In terms of cultural leadership, CITOs guide their organization’s evolution through its AI transition while proactively managing resistance to change. They drive innovation across all levels of their organization while maintaining meaningful human connections in automated processes and building psychological safety for both staff members and clients into AI implementations. Technical oversight involves ensuring robust implementation standards, managing risk and security across AI systems, driving integration across platforms and departments, and maintaining data quality and ethical use.
An Emerging Requirement: AI Persona Management
AI persona management is an example of a new responsibility that requires new leadership from a CITO. Generative AI tools already can be asked to take on specific personalities — a teacher, a scientist, a lawyer, and so on. As agentic AI use grows, companies will need to manage AI agents with increased levels of autonomy and specific attributes and identities.

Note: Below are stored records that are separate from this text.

PR #179, opened 2018-07-06
remove stubbed unbound modules, move rest of DOM classes to DOM.js (fixes #175)

### LINKED ISSUE #175: Remove unbound HTML media elements, assume native bindings.
In a thread somewhere, @modulesio said there was some unused code of unbound media elements in case we wanted to use Exokit without native bindings.

But now we drop that case and always just assume native bindings? Then we can clean up some code in core.js...moving the binding code to DOM.js, and removing the old classes from DOM.js.

ngokevin:
- When bindings are set, store in a Node module to be referenced at runtime by classes, versus using a big closure.
- Removed stubs for `ImageData`, `ImageBitmap`, `Path2D`, `CanvasGradient`, `CanvasRenderingContext2D`, `WebGLRenderingContext`, `MicrophoneMediaStream`, `HTMLImageElement`, `HTMLAudioElement`, `HTMLVideoElement`.
- Moved definitions of `HTMLImageElement`, `HTMLAudioElement`, and `HTMLVideoElement` to DOM module.
- Basic tests for img, audio, audio.


src/DOM.js
```diff
@@ -10,6 +10,7 @@ const util = require('util');
 const {defaultCanvasSize} = require('./constants');
 const {Event, EventTarget, MouseEvent} = require('./Event');
 const GlobalContext = require('./GlobalContext');
+const bindings = require('../native-bindings');
```
modulesio: Per Slack, probably don't do this. Native bindings is somewhat sensitive to when you require it, because of `Worker` threading.

https://github.com/webmixedreality/exokit/blob/0475da06f10938bdc2525ea3d8056ab6df3e2f4a/core.js#L1695

But that might be fixed when we move to Node's new `worker_threads`, which we should when it's stable.

modulesio: Then again, https://nodejs.org/api/worker_threads.html:

> Native addons are not supported yet.

Probably for similar reasons.

ngokevin:
Updated. I set the bindings in a Node module to be referenced at runtime by classes, versus waiting to define classes at runtime and using a big closure for classes to have reference to bindings.

Added some tests.

tests/unit/dom/MediaElement.test.js
```diff
@@ -0,0 +1,43 @@
...
+  var el;
+
+  beforeEach(() => {
+    document = exokit().document;
+  });
+
+  describe('<video>', () => {
+    it('can set src', () => {
+      el = document.createElement('video');
+      el.setAttribute('src', videoUri);
```
modulesio: Should probably wait for `onload`/`onerror`. Otherwise a whole class of bugs potentially fires after the test has passed.

modulesio: Sorry, for video/audio I think it's `oncanplay`.

core.js
```diff
@@ -1685,11 +1592,24 @@ exokit.setArgs = newArgs => {
...
+ *
+ * @param {string} nativeBindingsModule - Path to native bindings JS module.
+ */
 exokit.setNativeBindingsModule = nativeBindingsModule => {
   nativeBindings = true;
 
   const bindings = require(nativeBindingsModule);
 
+  // Set in binding module to be referenced from other modules.
+  for (let key in bindings) { BindingsModule[key] = bindings[key]; }
```
modulesio: Nit: could be `const`.

ngokevin: Can it? It's an iterator variable.

core.js
```diff
@@ -1685,11 +1592,24 @@ exokit.setArgs = newArgs => {
...
+  console.log(BindingsModule);
```
modulesio: Probably should keep it clean.

modulesio:
Design looks ✔️

core.js
modulesio: Pretty sure.

```
o = {lol: 'zol', root: 'toot'};
for (const k in o) {
  console.log('key', k);
}
```

The exception is `for-i` where you assign to the loop variable yourself.

ngokevin:
Updated the tests with assertion that the media gets loaded. I run a little Express server to serve files locally that will get fetched live by Exokit.

I fixed Video element not having canplay/canplaythrough, and I refactored all those handlers up to the MediaElement.

modulesio:
> I run a little Express server to serve files locally that will get fetched live by Exokit.

I think `file://` might work too. But it's good to test network since that's the main one.

tests/unit/dom/SrcableElement.test.js
```diff
@@ -0,0 +1,48 @@
+/* global assert, beforeEach, describe, it, TEST_URL */
+const fs = require('fs');
+const path = require('path');
+
+const helpers = require('../helpers');
+const exokit = require('../../../index');
+
+const audioData = fs.readFileSync(path.resolve(__dirname, '../data/test.ogg'), 'base64');
+const audioUri = `data:audio/ogg;base64,${audioData}`;
```
modulesio: This would be a good test, if it were used :).

I can do a follow-up with some more cases.

PR #182, opened 2018-07-06
Image load AsyncResource

modulesio:
_*TLDR* if you make a callback from C++ it should be wrapped in `AsyncResource`._

#### Description

We load all images asyncly on a thread. But when we were calling back to user code, we were just calling the callback and that's it.

This works, but the problem is if the user callback sets up more things on the event loop -- like a `Promise` -- then that will be queued but might not run immediately because node doesn't know about it.

That's what `AsyncResource` wrapping alleviates, so `node` knows to check the event loop for more things after the callback.

#### Why it took so long

This passed us by for so long because you usually have another thing to run soon after, and the event loop will flush when that happens. Also if we are running the loop at 90FPS then it's hard to notice any resource lag.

You may think of AI personas as digital characters or workers with specific traits, priorities, and capabilities that are designed to interact with users and process information in customized ways. They perform defined tasks or serve as interfaces between humans and AI systems. This allows organizations to create distinct roles — such as strategic adviser and customer service agent — tailored to specific use cases. AI personas can be autonomous or collaborate with human workers, requiring leaders to understand and manage the delicate interplay between human psychology and intelligent machines.
Leaders will also need to ensure consistent behaviors from the AI personas and keep outputs aligned with defined business goals. Salesforce, for example, is not only selling agentic AI tools but also using AI personas to guide its own decisions on product updates, training programs, and feature prioritization.
To be strategic, AI persona management will require a collaborative leadership approach that involves a cross-functional team with a combination of technical, ethical, and strategic expertise. Led by a CITO, the ideal leadership team for AI persona management would include senior AI, ethics, technology, and HR executives.
Thinking Differently About Tech Change
As AI continues to reshape our organizations and society, leaders face a clear but complex challenge: determining how to harness the power of these new technologies while preserving and promoting human values. Success will require practical frameworks for responsible innovation, careful balancing of efficiency with human needs, and thoughtful approaches to measuring success that go beyond technical metrics.
The evolution of technology leadership is not merely a matter of adding new roles to the C-suite. Rather, it reflects a growing recognition that implementing AI successfully requires us to think differently about how we manage technological change.
Organizations that adapt their leadership structures to meet the cultural and change management challenges of this new era will be better equipped to make sound decisions about how and when to implement AI. The CITO or equivalent role embodies this shift, providing a structured approach to bridging technical expertise with human insight.